PR #11024, opened 2022-03-01
stage2: Add limited WASI support for selfExePath and globalCacheDir

### LINKED ISSUE #10716: Compile Zig (compiler) to Wasm/WASI
It would be great to be able to compile Zig (the compiler) to the `wasm32` target.

From what I understood this are the required things to make it happen:
* One of:
     * [ ] Flock support in WASI, OR
     * [ ] Print warning instead of calling flock
* [ ] CWD support in WASI Zig (it's already supported in wasi-libc: https://github.com/WebAssembly/wasi-libc/pull/214 )
* One of:
    * [ ] Ship Zig just with the Zig syntax (no support for Clang at the beginning)
    * [ ] arocc merged upstream https://github.com/Vexu/arocc, OR
    * [ ] Compile LLVM to WASI https://github.com/binji/llvm-project (it's version 8.0, not sure if that would work or not, it should be easy to upgrade!)

topolarity:
Dependent on #11053. Resolves #10716.

This PR adds support for locating the Zig executable and the library and global cache directories, based on looking in the fixed "/zig" and "/cache" directories. It also bypasses the file-locking in "src/Cache.zig" and initializes the WASI preopens on startup.

The expected directories can be provided on the command-line using `--mapdir`, as follows:

```
wasmtime --mapdir=/cwd::. --mapdir=/cache::"$HOME/.cache/zig" --mapdir=/zig::./stage2-wasm/ ./stage2-wasm/bin/zig.wasm
```

The reason for the fixed directories is that argv[0] on WASI is just the basename (any absolute/relative path information is deleted by the runtime) and there is no WASI-equivalent to procfs.

This is enough to get stage2 running without LLVM on WASI:
```bash
$ ./build/zig build -Dtarget=wasm32-wasi --zig-lib-dir lib --prefix $(pwd)/stage2-wasm -Dsingle-threaded -Drelease
$ alias zigwasm="wasmtime --mapdir=/cwd::\$(pwd) --mapdir=/cache::\"$HOME/.cache/zig\" --mapdir=/zig::$(pwd)/stage2-wasm/ $(pwd)/stage2-wasm/bin/zig.wasm"
$ zigwasm build-exe ./simple_hello.zig -target x86_64-linux
$ chmod +x ./simple_hello
$ ./simple_hello
Hello, world!
```

This should be considered highly experimental - I haven't even checked the behavior tests or anything.

### DIFF
--- a/lib/std/fs.zig
+++ b/lib/std/fs.zig
@@ -2547,6 +2547,15 @@ pub const SelfExePathError = os.ReadLinkError || os.SysCtlError || os.RealPathEr
 /// `selfExePath` except allocates the result on the heap.
 /// Caller owns returned memory.
 pub fn selfExePathAlloc(allocator: Allocator) ![]u8 {
+    if (builtin.os.tag == .wasi) {
+        var args = try std.process.argsWithAllocator(allocator);
+        defer args.deinit();
+        // On WASI, argv[0] is always just the basename of the current executable
+        const exe_name = args.next() orelse return error.FileNotFound;
+
+        var buf: [MAX_PATH_BYTES]u8 = undefined;
+        return allocator.dupe(u8, try selfExePathWasi(&buf, exe_name));
+    }
     // Use of MAX_PATH_BYTES here is justified as, at least on one tested Linux
     // system, readlink will completely fail to return a result larger than
     // PATH_MAX even if given a sufficiently large buffer. This makes it
@@ -2643,8 +2652,43 @@ pub fn selfExePath(out_buffer: []u8) SelfExePathError![]u8 {
             const end_index = std.unicode.utf16leToUtf8(out_buffer, utf16le_slice) catch unreachable;
             return out_buffer[0..end_index];
         },
+        .wasi => @compileError("std.fs.selfExePath not supported for WASI. Use std.fs.selfExePathAlloc instead."),
         else => @compileError("std.fs.selfExePath not supported for this target"),
     }
+}
+
+/// WASI-specific implementation of selfExePath
+///
+/// On WASI argv0 is always just the executable basename, so this function relies
+/// using a fixed executable directory path: "/zig"
+///
+/// This path can be configured in wasmtime using `--mapdir=/zig::/path/to/zig/dir/`
+fn selfExePathWasi(out_buffer: []u8, exe_name: []const u8) SelfExePathError![]const u8 {
+    var allocator = std.heap.FixedBufferAllocator.init(out_buffer);
+    var alloc = allocator.allocator();
+
+    // Check these paths:
+    //  1. "/zig/{exe_name}"
+    //  2. "/zig/bin/{exe_name}"
+    const base_paths_to_check = &[_][]const u8{ "/zig", "/zig/bin" };
+
+    for (base_paths_to_check) |base_path| {
+        const test_path = path.join(alloc, &.{ base_path, path.basename(exe_name) }) catch continue;
+
+        // Make sure it's a file we're pointing to
+        const file = os.fstatat(os.wasi.AT.FDCWD, test_path, 0) catch continue;
+        if (file.filetype != .REGULAR_FILE) continue;
+
+        // Path seems to be valid, let's try to turn it into an absolute path
+        var real_path_buf: [MAX_PATH_BYTES]u8 = undefined;
+        if (os.realpath(test_path, &real_path_buf)) |real_path| {
+            if (real_path.len > out_buffer.len)
+                return error.NameTooLong;
+            mem.copy(u8, out_buffer, real_path);
+            return out_buffer[0..real_path.len];
+        } else |_| continue;
+    }
+    return error.FileNotFound;
 }
 
 /// The result is UTF16LE-encoded.
--- a/lib/std/fs.zig
+++ b/lib/std/fs.zig
@@ -2663,7 +2663,7 @@ pub fn selfExePath(out_buffer: []u8) SelfExePathError![]u8 {
 /// using a fixed executable directory path: "/zig"
 ///
 /// This path can be configured in wasmtime using `--mapdir=/zig::/path/to/zig/dir/`
-fn selfExePathWasi(out_buffer: []u8, exe_name: []const u8) SelfExePathError![]const u8 {
+fn selfExePathWasi(out_buffer: []u8, argv0: []const u8) SelfExePathError![]const u8 {
     var allocator = std.heap.FixedBufferAllocator.init(out_buffer);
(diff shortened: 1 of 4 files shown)


Jarred-Sumner:
The nice thing about WASI is it's not too hard to emulate a subset of it in browsers

topolarity:
I've hit what seems to be an instability in the CI tests a couple times now, related to the "POSIX file locking with fcntl".

Maybe the 1ms wait in that test is too low? Is this a known problem?

src/main.zig
```diff
@@ -162,6 +162,13 @@ pub fn main() anyerror!void {
         return mainArgs(gpa_tracy.allocator(), arena, args);
     }
 
+    // On WASI, the CWD and absolute paths are emulated w.r.t. the available preopens.
+    // Here we initialize that machinery and set the CWD to ".", where the user is
+    // expected to map their current directory using "--dir=."
```
matu3ba, line 167: Reordering the sentence makes it more understandable:
"WASI: The --dir= option instructs the web assmebly runtime to preopen a directory, and make it available to the program as a capability which can be used to open files inside that directory. The CWD and absolute paths are emulated w.r.t. the available preopens." [source](https://github.com/bytecodealliance/wasmtime/blob/main/docs/WASI-tutorial.md)

matu3ba (commented):
nit to reorder sentence and question on tests with recommended preopen

src/main.zig
```diff
@@ -162,6 +162,13 @@ pub fn main() anyerror!void {
...
+    if (builtin.os.tag == .wasi) {
+        try std.os.initPreopensWasi(std.heap.page_allocator, ".");
```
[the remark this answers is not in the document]
topolarity: Yeah, it is :+1:

I was trying to avoid the dependency on #11053 for now, but whichever PR lands last will need to update this to `os.initPreopensWasi(std.heap.page_allocator, "/preopens/cwd")`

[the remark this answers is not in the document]
matu3ba: Correction: https://github.com/WebAssembly/wasi-filesystem/issues/24#issuecomment-705621285 `.` and ´/` can be mapped differently: "(Ex: In Wasmer executables installed by the package manager come with a manifest; the author can request / and . to be mapped, creating a POSIX-like environment.)"

topolarity:
Chose to make this dependent on #11053 - Let's try to get that one merged first

src/Cache.zig
```diff
@@ -508,8 +508,10 @@ pub const Manifest = struct {
 
         // Next we will check the globally shared Cache timestamp, which is accessed
         // from multiple threads.
-        man.cache.mutex.lock();
-        defer man.cache.mutex.unlock();
+        if (builtin.os.tag != .wasi or !builtin.single_threaded) { // WASI does not support flock
```
kubkon, line 511: Should this not be

```suggestion
        if (builtin.os.tag != .wasi and !builtin.single_threaded) { // WASI does not support flock
```

If either WASI or single-threaded is true, we shouldn't need to lock anything, am I right?

kubkon (changes requested):

src/Cache.zig
topolarity: I think this is a mistake on my part - I probably thought this was locking the manifest file, but we can actually leave the code as-is. The standard library already ensures Mutex lock/unlock is a noop in single-threaded mode 🙂 

Pushing an update now.

(While at it, I also cleaned up the file locks to use `can_spawn` to determine whether `flock` is needed to contend with multiple processes.)

kubkon: Oh nice one! Thanks for investigating further and updating the PR!

kubkon (approved):

src/Cache.zig
```diff
@@ -762,18 +762,22 @@ pub const Manifest = struct {
...
     }
 
     fn upgradeToExclusiveLock(self: *Manifest) !void {
         if (self.have_exclusive_lock) return;
-        const manifest_file = self.manifest_file.?;
-        // Here we intentionally have a period where the lock is released, in case there are
-        // other processes holding a shared lock.
-        manifest_file.unlock();
-        try manifest_file.lock(.Exclusive);
+        if (std.process.can_spawn or !builtin.single_threaded) { // Some targets (WASI) do not support flock
```
andrewrk, line 774: This doesn't seem like it's checking the correct condition. Shouldn't it be something like "if the target supports file locking"?

Also I'm pretty sure file locking can be implemented in user space when it is not provided by the OS layer.

lib/std/fs.zig
```diff
@@ -2643,10 +2652,48 @@ pub fn selfExePath(out_buffer: []u8) SelfExePathError![]u8 {
...
     }
 }
 
+/// WASI-specific implementation of selfExePath
+///
+/// On WASI argv0 is always just the executable basename, so this function relies
+/// using a fixed executable directory path: "/zig"
+///
+/// This path can be configured in wasmtime using `--mapdir=/zig::/path/to/zig/dir/`
+fn selfExePathWasi(out_buffer: []u8, argv0: []const u8) SelfExePathError![]const u8 {
```
andrewrk, line 2666: I don't really think this belongs in the std lib. I think this should be solved in the compiler code not the std lib.

src/Cache.zig
topolarity: Just to explain the thinking: This check is intending to verify that we won't have multiple processes or threads contending for the manifest file, in which case `flock` can be safely elided.

The user-space implementations that I know of are a wrapper around locks provided by `fcntl`, which are also unavailable on WASI. AFAIK, there's no way on WASI to implement file locking yet (both child process spawning and file locking are on the roadmap for consideration, though)

lib/std/fs.zig
topolarity: I agree - Should have noticed that none of the other `selfExePath` functions here make Zig-specific assumptions.

Will add this to the list for follow-up.

src/Cache.zig
andrewrk: It's entirely possible to use a shell to execute two different processes that are each single threaded and cannot spawn subprocesses but they each try to access the same file from the file system, right?

topolarity: Yeah, it is - Sounds like it will be best to constrain this workaround to WASI-only, and add a note referencing the open wasi-filesystem issue where file locking is being considered

andrewrk:
> I tried making a build, but it seems to be broken now.

https://github.com/ziglang/zig/issues/13229

Fixed in a4eb221b9ef7dab8fa1c6cc07c7891e25d98d2b6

• **EXERCISE**:
Check how many lines in the entries contain "nice", and reply with that number alone.

• **WRITTEN RESPONSE**:
2